▶ _Exercise objective_
Copy each line of the following material that has the string "trtllm".

▶ _Supplied material_
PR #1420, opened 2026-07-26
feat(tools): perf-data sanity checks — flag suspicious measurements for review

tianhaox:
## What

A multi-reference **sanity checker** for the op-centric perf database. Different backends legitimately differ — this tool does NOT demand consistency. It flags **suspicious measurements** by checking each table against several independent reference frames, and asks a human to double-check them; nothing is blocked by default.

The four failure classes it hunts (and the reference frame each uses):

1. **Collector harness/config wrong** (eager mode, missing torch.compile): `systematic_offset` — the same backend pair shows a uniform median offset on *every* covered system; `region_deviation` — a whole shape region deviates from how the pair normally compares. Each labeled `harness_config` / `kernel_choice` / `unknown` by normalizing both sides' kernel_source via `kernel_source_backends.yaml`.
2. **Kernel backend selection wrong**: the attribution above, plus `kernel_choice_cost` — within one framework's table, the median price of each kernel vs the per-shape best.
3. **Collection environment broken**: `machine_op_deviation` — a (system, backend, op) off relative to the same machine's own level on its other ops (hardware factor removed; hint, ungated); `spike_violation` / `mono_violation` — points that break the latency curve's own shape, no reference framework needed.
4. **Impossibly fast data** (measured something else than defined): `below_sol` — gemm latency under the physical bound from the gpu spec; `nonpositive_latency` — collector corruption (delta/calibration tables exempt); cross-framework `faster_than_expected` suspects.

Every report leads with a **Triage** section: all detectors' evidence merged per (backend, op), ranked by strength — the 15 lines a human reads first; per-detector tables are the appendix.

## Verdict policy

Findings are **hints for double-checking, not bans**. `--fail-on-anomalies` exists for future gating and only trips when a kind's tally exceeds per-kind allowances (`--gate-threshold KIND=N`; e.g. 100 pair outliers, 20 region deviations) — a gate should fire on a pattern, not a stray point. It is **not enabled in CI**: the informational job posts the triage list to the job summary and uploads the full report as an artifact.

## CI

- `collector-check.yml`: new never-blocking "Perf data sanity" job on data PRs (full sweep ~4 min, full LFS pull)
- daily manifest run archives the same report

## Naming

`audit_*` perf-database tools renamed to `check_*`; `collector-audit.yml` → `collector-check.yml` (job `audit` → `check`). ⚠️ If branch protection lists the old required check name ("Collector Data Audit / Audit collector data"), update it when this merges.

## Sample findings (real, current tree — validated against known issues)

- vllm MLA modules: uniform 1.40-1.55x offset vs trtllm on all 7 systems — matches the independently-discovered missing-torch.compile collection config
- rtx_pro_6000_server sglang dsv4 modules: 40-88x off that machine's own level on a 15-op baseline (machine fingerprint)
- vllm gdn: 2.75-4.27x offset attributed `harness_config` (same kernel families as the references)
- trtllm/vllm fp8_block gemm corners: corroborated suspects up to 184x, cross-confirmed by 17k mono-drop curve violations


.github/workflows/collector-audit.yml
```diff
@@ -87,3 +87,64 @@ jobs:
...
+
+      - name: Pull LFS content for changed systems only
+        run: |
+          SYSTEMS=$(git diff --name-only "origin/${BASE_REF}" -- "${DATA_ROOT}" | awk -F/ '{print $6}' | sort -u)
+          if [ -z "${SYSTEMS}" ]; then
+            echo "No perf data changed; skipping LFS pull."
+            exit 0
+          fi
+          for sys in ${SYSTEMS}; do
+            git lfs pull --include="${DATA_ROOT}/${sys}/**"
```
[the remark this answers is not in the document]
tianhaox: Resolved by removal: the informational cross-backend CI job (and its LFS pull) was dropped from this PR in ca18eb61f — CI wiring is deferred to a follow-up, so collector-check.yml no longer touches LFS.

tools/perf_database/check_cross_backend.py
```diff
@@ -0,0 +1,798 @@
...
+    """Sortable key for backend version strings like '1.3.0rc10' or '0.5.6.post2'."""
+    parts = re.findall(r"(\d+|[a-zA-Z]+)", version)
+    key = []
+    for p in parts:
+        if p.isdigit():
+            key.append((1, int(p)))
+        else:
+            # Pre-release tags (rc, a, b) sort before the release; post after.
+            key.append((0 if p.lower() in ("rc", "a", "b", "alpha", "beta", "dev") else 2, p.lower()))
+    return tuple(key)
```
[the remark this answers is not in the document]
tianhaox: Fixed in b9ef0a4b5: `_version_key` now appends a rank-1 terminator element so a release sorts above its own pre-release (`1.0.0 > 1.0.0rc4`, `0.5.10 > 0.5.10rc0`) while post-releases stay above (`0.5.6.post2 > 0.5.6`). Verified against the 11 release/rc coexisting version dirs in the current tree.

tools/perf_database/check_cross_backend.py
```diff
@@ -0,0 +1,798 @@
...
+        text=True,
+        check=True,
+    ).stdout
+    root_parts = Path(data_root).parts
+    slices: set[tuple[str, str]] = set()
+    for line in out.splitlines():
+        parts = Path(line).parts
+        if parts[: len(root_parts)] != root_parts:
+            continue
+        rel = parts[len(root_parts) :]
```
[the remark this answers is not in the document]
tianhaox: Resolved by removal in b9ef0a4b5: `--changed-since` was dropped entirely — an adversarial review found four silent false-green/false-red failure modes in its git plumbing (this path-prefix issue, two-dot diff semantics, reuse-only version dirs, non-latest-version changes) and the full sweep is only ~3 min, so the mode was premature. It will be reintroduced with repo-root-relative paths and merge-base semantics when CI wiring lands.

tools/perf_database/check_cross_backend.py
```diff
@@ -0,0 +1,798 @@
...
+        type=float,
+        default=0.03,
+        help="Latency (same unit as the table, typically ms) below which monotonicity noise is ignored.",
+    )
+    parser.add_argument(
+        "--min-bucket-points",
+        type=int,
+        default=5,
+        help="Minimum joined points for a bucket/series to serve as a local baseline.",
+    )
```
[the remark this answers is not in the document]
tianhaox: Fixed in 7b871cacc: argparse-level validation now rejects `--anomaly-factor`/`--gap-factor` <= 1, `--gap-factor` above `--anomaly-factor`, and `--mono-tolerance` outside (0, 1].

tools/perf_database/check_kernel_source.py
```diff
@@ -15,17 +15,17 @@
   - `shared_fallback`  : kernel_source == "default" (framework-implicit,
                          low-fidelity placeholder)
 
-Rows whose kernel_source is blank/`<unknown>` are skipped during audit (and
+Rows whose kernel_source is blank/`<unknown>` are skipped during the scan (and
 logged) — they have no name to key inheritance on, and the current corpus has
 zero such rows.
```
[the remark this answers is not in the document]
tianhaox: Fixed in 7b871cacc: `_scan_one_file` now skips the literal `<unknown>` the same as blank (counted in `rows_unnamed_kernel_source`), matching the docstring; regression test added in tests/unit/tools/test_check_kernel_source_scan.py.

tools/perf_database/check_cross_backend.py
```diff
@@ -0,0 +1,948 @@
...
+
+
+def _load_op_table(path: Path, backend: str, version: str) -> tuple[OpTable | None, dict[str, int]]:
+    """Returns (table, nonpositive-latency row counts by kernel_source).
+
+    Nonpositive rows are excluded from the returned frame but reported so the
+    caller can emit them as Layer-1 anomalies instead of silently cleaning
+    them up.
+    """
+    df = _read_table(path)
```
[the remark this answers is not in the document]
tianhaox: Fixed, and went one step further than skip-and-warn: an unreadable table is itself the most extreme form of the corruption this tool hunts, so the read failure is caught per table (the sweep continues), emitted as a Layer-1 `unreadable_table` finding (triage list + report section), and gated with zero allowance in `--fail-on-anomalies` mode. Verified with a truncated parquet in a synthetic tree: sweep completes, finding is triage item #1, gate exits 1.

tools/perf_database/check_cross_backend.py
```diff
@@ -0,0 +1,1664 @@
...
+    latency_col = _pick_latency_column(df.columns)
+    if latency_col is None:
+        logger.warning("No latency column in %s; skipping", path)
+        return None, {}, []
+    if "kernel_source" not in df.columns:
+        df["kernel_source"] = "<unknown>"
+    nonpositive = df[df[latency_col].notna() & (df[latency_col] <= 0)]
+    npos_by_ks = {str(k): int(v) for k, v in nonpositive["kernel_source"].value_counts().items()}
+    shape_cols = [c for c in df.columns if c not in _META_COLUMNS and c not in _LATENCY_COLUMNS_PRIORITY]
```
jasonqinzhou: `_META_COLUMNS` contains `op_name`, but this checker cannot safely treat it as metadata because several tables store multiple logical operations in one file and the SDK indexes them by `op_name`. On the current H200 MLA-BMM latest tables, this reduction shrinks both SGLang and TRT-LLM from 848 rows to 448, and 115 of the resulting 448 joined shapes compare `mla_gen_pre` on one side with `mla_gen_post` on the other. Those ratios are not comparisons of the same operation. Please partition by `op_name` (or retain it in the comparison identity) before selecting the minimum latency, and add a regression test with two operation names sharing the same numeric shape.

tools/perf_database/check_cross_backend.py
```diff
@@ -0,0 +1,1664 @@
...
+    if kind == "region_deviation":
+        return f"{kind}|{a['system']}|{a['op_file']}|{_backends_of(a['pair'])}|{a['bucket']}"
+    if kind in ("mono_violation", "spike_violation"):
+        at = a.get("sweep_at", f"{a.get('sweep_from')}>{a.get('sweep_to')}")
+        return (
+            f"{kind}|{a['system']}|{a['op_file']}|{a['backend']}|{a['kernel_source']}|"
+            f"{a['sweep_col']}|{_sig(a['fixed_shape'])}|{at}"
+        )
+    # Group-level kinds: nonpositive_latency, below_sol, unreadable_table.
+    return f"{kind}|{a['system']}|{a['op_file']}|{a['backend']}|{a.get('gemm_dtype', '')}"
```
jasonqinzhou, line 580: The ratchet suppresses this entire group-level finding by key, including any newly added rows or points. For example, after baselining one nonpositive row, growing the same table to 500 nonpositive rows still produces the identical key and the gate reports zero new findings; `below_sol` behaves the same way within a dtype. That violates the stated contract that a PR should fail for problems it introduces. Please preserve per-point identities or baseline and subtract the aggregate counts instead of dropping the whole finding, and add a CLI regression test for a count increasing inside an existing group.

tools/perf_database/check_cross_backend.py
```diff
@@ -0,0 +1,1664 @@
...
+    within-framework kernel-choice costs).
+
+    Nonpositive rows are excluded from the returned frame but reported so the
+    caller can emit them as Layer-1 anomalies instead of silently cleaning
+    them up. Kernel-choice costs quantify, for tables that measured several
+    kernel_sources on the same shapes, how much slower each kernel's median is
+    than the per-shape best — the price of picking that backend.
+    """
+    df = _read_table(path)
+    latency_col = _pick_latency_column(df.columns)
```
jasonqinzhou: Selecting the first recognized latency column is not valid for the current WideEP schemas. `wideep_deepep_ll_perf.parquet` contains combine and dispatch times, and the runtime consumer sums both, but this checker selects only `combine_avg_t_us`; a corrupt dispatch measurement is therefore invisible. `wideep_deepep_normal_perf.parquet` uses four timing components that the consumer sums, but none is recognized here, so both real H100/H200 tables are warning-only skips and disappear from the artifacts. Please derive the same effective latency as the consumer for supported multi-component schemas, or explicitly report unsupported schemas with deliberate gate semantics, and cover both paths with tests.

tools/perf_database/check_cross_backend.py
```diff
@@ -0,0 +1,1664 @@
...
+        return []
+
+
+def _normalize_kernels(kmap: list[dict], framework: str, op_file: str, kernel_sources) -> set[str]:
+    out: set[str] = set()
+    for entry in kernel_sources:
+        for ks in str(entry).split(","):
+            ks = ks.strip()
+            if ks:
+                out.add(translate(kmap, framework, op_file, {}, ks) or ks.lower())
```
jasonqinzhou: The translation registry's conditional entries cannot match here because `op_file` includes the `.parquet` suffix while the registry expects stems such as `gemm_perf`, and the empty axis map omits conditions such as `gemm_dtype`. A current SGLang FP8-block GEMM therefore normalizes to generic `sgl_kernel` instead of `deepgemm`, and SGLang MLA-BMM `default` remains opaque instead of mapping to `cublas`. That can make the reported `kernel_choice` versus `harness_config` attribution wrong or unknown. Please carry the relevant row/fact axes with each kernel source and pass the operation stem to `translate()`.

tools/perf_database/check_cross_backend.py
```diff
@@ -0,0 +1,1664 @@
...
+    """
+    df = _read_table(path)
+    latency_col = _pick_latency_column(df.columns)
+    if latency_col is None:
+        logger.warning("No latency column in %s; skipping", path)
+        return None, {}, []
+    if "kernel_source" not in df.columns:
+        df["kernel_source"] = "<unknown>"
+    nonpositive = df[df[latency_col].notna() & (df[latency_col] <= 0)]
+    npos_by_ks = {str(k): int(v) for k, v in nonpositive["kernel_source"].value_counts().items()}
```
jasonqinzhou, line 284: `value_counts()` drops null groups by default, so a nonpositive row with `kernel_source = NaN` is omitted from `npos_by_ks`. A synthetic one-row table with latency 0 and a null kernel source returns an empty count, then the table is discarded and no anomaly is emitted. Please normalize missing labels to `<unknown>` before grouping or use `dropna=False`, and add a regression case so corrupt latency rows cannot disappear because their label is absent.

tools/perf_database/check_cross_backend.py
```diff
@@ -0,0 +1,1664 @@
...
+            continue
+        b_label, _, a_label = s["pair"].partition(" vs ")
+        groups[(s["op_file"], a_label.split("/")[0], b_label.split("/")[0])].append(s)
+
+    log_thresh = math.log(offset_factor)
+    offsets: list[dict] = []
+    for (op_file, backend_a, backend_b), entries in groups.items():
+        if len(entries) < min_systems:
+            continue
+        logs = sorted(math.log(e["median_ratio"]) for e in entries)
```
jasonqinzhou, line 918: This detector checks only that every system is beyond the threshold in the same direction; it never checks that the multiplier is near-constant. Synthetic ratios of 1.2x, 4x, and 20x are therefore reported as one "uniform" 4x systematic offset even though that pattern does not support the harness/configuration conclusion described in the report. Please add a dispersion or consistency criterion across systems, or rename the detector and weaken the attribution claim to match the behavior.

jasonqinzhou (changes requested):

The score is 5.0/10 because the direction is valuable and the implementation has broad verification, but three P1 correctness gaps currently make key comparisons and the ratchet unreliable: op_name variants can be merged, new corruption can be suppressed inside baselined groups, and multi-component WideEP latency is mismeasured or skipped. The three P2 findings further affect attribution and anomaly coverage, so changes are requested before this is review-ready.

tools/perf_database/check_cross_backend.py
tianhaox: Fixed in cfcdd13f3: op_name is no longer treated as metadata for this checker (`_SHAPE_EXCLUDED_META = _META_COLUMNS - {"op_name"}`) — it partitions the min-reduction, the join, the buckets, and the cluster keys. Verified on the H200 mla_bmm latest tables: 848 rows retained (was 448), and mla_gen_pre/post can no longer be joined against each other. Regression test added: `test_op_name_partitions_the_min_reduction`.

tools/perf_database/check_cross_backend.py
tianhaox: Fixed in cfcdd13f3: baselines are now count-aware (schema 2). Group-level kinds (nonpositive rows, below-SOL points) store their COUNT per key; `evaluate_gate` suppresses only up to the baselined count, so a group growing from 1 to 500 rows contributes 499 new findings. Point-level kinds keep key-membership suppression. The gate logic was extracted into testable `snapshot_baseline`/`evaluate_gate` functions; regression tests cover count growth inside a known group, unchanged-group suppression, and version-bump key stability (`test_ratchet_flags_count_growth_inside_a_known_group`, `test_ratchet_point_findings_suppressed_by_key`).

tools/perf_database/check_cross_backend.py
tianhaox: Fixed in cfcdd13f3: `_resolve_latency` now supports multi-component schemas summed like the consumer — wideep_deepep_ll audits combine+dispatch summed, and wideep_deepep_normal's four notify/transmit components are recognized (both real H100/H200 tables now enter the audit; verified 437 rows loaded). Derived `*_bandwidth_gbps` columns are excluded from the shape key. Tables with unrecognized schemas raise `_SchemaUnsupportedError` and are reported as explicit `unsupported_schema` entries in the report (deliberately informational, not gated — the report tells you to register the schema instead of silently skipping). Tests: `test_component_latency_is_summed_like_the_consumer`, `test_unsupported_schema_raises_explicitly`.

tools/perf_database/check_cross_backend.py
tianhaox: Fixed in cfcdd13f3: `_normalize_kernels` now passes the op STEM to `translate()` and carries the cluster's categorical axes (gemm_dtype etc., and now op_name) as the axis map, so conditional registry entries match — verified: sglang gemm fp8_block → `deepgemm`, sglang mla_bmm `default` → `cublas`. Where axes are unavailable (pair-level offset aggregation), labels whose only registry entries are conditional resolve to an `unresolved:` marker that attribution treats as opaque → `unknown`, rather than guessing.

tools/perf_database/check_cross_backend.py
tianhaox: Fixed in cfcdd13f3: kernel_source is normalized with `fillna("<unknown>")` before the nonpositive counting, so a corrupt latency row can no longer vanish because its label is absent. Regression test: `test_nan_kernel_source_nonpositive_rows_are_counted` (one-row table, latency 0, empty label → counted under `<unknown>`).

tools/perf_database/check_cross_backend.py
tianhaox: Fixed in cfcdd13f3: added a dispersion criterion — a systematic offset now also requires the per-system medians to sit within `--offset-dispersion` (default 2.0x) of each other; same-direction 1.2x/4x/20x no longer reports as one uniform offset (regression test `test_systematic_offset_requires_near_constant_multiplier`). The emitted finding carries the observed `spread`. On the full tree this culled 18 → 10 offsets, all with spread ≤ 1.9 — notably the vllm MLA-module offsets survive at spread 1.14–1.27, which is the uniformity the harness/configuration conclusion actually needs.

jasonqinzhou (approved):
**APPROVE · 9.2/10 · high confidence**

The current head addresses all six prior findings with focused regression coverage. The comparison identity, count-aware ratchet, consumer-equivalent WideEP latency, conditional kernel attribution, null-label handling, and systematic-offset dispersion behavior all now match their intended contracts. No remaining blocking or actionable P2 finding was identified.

▶ _Solved exercise_
- vllm MLA modules: uniform 1.40-1.55x offset vs trtllm on all 7 systems — matches the independently-discovered missing-torch.compile collection config
- trtllm/vllm fp8_block gemm corners: corroborated suspects up to 184x, cross-confirmed by 17k mono-drop curve violations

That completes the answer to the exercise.